● Problem requirements
Please count how many lines of the data include the word "sources". Give only that number in reply.

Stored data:

++++++

PR #251, opened 2025-04-30
adr: cluster-orch cli

jokuniew:
### Description

Introduce nouns for cluster orchestration part of cli

none.

### How Has This Been Tested?
none.

### Checklist:


design-proposals/co-cli.md
```diff
@@ -0,0 +1,101 @@
...
+https://github.com/open-edge-platform/edge-manageability-framework/pull/246.
+
+## Proposal
+
+The CLI follows a `verb - noun - subject` pattern.
+
+The target for cluster-orchestration part in CLI is to be able to:
+- create/list/delete clustertemplates
+- mark clustertemplate as default one
+- create cluster with given hosts and given template (or pick default template if not specified)
```
gcgirish, line 22: Although not specifically mentioned here, I believe delete cluster should also be supported

design-proposals/co-cli.md
```diff
@@ -0,0 +1,101 @@
...
+- `clustertemplate`
+- `cluster`
+- `en-kubeconfig`
+- `hw-features` (?)
+
+#### Syntax
+Assumption: All CLI commands should include a `--project` or `-p` parameter.
+For simplicity, this parameter is omitted in the commands provided below.
+
+##### clustertemplate
```
gcgirish, line 36: Do you have an example here on how filtering based commands would look like?

design-proposals/co-cli.md
```diff
@@ -0,0 +1,101 @@
...
+Cluster Orchestration
+
+## Implementation plan
+
+TODO:
+[A description of the implementation plan, who will do them, and when.
+This should include a discussion of how the work fits into the product's
+quarterly release cycle.]
+
+## Open issues (if applicable)
```
gcgirish, line 93: Is the option to display the version of CO components being used considered? Is that part of the larger scope of the CLI?

jokuniew: I believe the assumption was that we gather info only from API. I haven't seen such info in our apis so i would say, it's not possible.. 

if we can access kubectl with CLI, it would be doable

design-proposals/co-cli.md
jokuniew: Yes, info about get/delete added here 
https://github.com/open-edge-platform/edge-manageability-framework/pull/251/commits/006be86051c530e04db93ed5745c2fdfaea778d4

gcgirish (approved):

design-proposals/co-cli.md
```diff
@@ -0,0 +1,99 @@
...
+cli get cluster details <nodeId>
+cli apply cluster --file <path_to_cluster.yaml>
+cli create cluster \
+    --name <name> \
+    --hosts 6e6422c3-625e-507a-bc8a-bd2330e07e7e:all \ # required in format <uuid:role>
+    --labels key:value \ # optional
+    --template <template name-version> # optional
+cli delete cluster <name>
+cli delete cluster <name> --force
+cli set/update cluster --labels key:value, key2:value2
```
Andrea-Campanella, line 70: is it set or update ?

jokuniew: according to general adr - both 
https://github.com/open-edge-platform/edge-manageability-framework/pull/246/files#diff-c189904586748e35b97654c9134bf6fe3bdfbf0d9b141fa942678dd9f47e4ecaR71
image

design-proposals/co-cli.md
```diff
@@ -0,0 +1,99 @@
...
+cli get clustertemplate versions <name>
+cli apply clustertemplate --file <path_to_clustertemplate.yaml>
+cli delete clustertemplate <name> --version <version>
+```
+Cluster template does not support set/update operation.
+It is immutable.
+
+Extra operations related to clustertemplate:
+```bash
+cli set-default clustertemplate <name> --version <version>
```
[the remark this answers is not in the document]
jokuniew: default can be applied after cluster creation, so i'll keep the `set-default` verb
I'll add `--default` flag to `apply`

PR #268, opened 2025-05-01
Add skip download when using locally built artifacts

palade:
### Description

When setting use_local_build_artifact to true, the resource write_installer_config is not executed. This results in an error when set_proxy_config resource is run because it needs the artifact archive to be extracted so that it can install the proxy configuration. 

As part of this PR, the write_installer_config resource is updated to run only when enable_auto_install is set and to skip download if use_local_build_artifact is set to true.

N/A

### How Has This Been Tested?

Locally.

### Checklist:


emmakenny (approved):

se-chris-thach (approved):
Thanks so much for putting such a well-written description. LGTM!

PR #280, opened 2025-05-07
CI to test onprem Upgrades 

garyloug:
Initial GitHub Action to test On-Prem upgrade.
Will need to be updated with command when upgrade is functional.

### Description

Fixes # (issue)

### How Has This Been Tested?

### Checklist:


johnoloughlin (approved):

.github/workflows/upgrade.yml
```diff
@@ -0,0 +1,59 @@
...
+on:
+  workflow_dispatch:
+
+jobs:
+  upgrade-from-version:
+    name: Upgrade from version
+    strategy:
+      matrix:
+        # Add comma separated Git tags here to test upgrade from different versions, e.g. [2.0.0, v3.0.0]
+        version-tags: [v3.0.0]
```
palade, line 22: Maybe these can be provided as input? e.g., 

inputs:

palade (approved):
LGTM, I left one comment

.github/workflows/upgrade.yml
garyloug: Wasn't aware. We have more changes to follow, so I'll look into inputs.

PR #240, opened 2025-04-16
chore(sdk): Pins protocol buffer sources to tags

dmihalcik-virtru:
- Includes dispatchable workflow to generate PRs that bump this, to be used from the source repo (platform)
- Should these be shas instead of tags?


dmihalcik-virtru:
Closed in favor of #243

PR #243, opened 2025-04-17
chore(ci): Adds workflow to bump protocol buffers

dmihalcik-virtru:
Adds a dependabot-style workflow, `update-platform-branch`, which will bump the protocol buffer source tag, used during the generate-sources build phase for RPCs with the policy and key access services.

It runs on a schedule to create a dependabot/rennovate style PR,  but if you need to bump faster it supports manual dispatch, or, if we get it setup, repository dispatch to make it slightly more automated

### DIFF
--- a/.github/workflows/update-platform-branch.yaml
+++ b/.github/workflows/update-platform-branch.yaml
@@ -1,0 +1,65 @@
+name: "Update Platform Branch"
+
+on:
+  workflow_call:
+    inputs:
+      tag:
+        required: true
+        type: string
+  workflow_dispatch:
+    inputs:
+      tag:
+        description: "The new tag or branch to update the platform.branch property to ."
+        required: true
+        default: "protocol/go/v0.2.29"
+
+jobs:
+  update-platform-branch:
+    runs-on: ubuntu-latest
+
+    steps:
+      - name: Checkout java-sdk repository
+        uses: actions/checkout@11bd71901bbe5b1630ceea73d27597364c9af683 # v4.2.2
+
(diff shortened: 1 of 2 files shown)


.github/workflows/update-platform-branch.yaml
```diff
@@ -0,0 +1,104 @@
...
+            echo "No release notes found for tag $TAG."
+          fi
+          echo "RELEASE_NOTES=$RELEASE_NOTES" >> $GITHUB_ENV
+          echo "RELEASE_URL=https://github.com/opentdf/platform/releases/tag/$TAG" >> $GITHUB_ENV
+
+      - name: Commit changes
+        run: |
+          git config user.name "github-actions[bot]"
+          git config user.email "github-actions[bot]@users.noreply.github.com"
+          git checkout -b update-platform-branch
```
elizabethhealy, line 81: should the created branch be unique in case the PR hasnt been merged? i would assume if there were already changes on update-platform-branch you may run into merge conflict or something when commiting?

elizabethhealy (dismissed):
other than the above question lgtm

.github/workflows/update-platform-branch.yaml
dmihalcik-virtru: It probably doesn't make sense to have more than one of these active at a time. I'm pretty sure the checkout here will fail if it exists? So we should check for an existing PR and update that instead, yeah

dmihalcik-virtru: Better?

elizabethhealy (approved):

++++++

● Expected answer
2